Elke Geraerts, psychologue, ne s’inquiète pas pour les jeunes, mais pour la génération actuelle de travailleurs
La crise du coronavirus est une expérience de résilience comme nous n’en avons jamais connu auparavant, affirme la psychologue Elke Geraerts. “Mais nous ne modifions toujours pas réellement notre façon de vivre et de travailler. Nous avons trop la nostalgie du passé pour cela”.
Ne vous inquiétez pas pour les jeunes. C’est surtout la génération actuelle de travailleurs qui inquiète Elke Geraerts, docteur en psychologie. “Pourtant, on entend régulièrement des gens dire que les jeunes qui grandissent aujourd’hui seront une génération perdue. À cause des traumatismes de la crise du Covid, à cause des retards d’apprentissage, etc. Je ne le crois pas. Les jeunes pendant la crise du coronavirus ont dû faire appel à leur résilience pour faire face à cette période. Ils vont s’épanouir. Peut-être même mieux que nous. J’espère que nous n’entrerons pas dans l’histoire comme “la” génération perdue. C’est nous, la génération mature, celle qui a reçu un signal d’alarme depuis presque deux ans, mais qui n’en a toujours rien fait. Rien, vraiment. La gestion de crise, nous l’avons appliquée, certes. Mais nous n’avons pas encore opté pour une véritable transformation de nos modes de vie et de travail. Nous nous languissons encore trop du passé au lieu d’oser regarder vers l’avenir.”
Selon Elke Geraerts, les adultes garderont aussi des traumatismes de cette crise sanitaire.
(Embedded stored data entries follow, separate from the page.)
PR #953, opened 2020-06-17
Use a human-readable branch name for new concept-exercise PRs

ErikSchierboom:
Closes https://github.com/exercism/v3-dashboard/issues/52

### DIFF
--- a/app/controllers/git_api/concept_exercises_controller.rb
+++ b/app/controllers/git_api/concept_exercises_controller.rb
@@ -28,21 +28,19 @@ module GitAPI
         `git remote add upstream https://github.com/exercism/v3.git`
         `git fetch upstream master`
         `git checkout --no-track -b #{branch_name} upstream/master`
-      end
 
-      exercise_path = tmp_path / "languages" / params[:track_slug] / "exercises" / "concept" / params[:exercise_slug]
-      exercise_docs_path = exercise_path / ".docs"
-      exercise_meta_path = exercise_path / ".meta"
+        exercise_path = tmp_path / "languages" / params[:track_slug] / "exercises" / "concept" / params[:exercise_slug]
+        exercise_docs_path = exercise_path / ".docs"
+        exercise_meta_path = exercise_path / ".meta"
 
-      Dir.mkdir(exercise_path)
-      Dir.mkdir(exercise_docs_path)
-      Dir.mkdir(exercise_meta_path)
+        Dir.mkdir(exercise_path)
+        Dir.mkdir(exercise_docs_path)
+        Dir.mkdir(exercise_meta_path)
 
-      File.open(exercise_docs_path / "instructions.md", "w") {|f|f.write params[:instructions_markdown] }
-      File.open(exercise_meta_path / "design.md", "w") {|f|f.write params[:design_markdown] }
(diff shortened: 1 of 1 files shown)


app/controllers/git_api/concept_exercises_controller.rb
```diff
@@ -20,29 +20,26 @@ def create
...
       uuid = SecureRandom.uuid.gsub('-', '')
       tmp_path = Pathname.new("/tmp/#{uuid}")
-      branch_name = "#{params[:track_slug]}/#{params[:exercise_slug]}-#{uuid}"
 
       `git clone https://#{Rails.application.secrets.exercism_bot_credentials}@github.com/exercism-bot/v3.git #{tmp_path}`
 
       Dir.chdir(tmp_path) do
         `git remote add upstream https://github.com/exercism/v3.git`
-        `git fetch upstream master`
+        `git fetch upstream`
```
ErikSchierboom, line 28: I have to retrieve all branch names now to detect if the branch already exists

app/controllers/git_api/concept_exercises_controller.rb
```diff
@@ -20,29 +20,26 @@ def create
...
+        Dir.mkdir(exercise_path)
+        Dir.mkdir(exercise_docs_path)
+        Dir.mkdir(exercise_meta_path)
 
-      File.open(exercise_docs_path / "instructions.md", "w") {|f|f.write params[:instructions_markdown] }
-      File.open(exercise_meta_path / "design.md", "w") {|f|f.write params[:design_markdown] }
-      File.open(exercise_path / params[:example_filename], "w") {|f|f.write params[:example_code] }
+        File.open(exercise_docs_path / "instructions.md", "w") {|f|f.write params[:instructions_markdown] }
+        File.open(exercise_meta_path / "design.md", "w") {|f|f.write params[:design_markdown] }
+        File.open(exercise_path / params[:example_filename], "w") {|f|f.write params[:example_code] }
```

Cela inclut la manière dont les choses fonctionnent, que ce soit au bureau, à la maison ou de manière numérique. L’indice Work Trend 2021 soulignait qu’environ un employé sur cinq estime que son employeur ne se soucie pas de l’équilibre entre sa vie professionnelle et sa vie privée. 54 % des employés se sentent surchargés de travail, 39 % sont épuisés. Pour Elke Geraerts : “Les gens souffriront donc certainement encore de stress post-traumatique. Nous n’avons jamais connu une expérience de résilience de ce genre auparavant. En outre, avant même l’apparition de la pandémie, nous étions déjà confrontés à une crise. Nous avions créé un monde que nous ne pouvions plus suivre. La quantité d’informations qui augmente continuellement chaque année, la connectivité perpétuelle et l’addiction à nos écrans nous ont déjà conduits à une situation où notre cerveau ne se repose que rarement. Si l’on ajoute à cela la crise sanitaire et le passage au travail hybride, on comprend qu’il est important, en tant qu’individu, de prendre ses responsabilités et d’écouter son corps et son esprit.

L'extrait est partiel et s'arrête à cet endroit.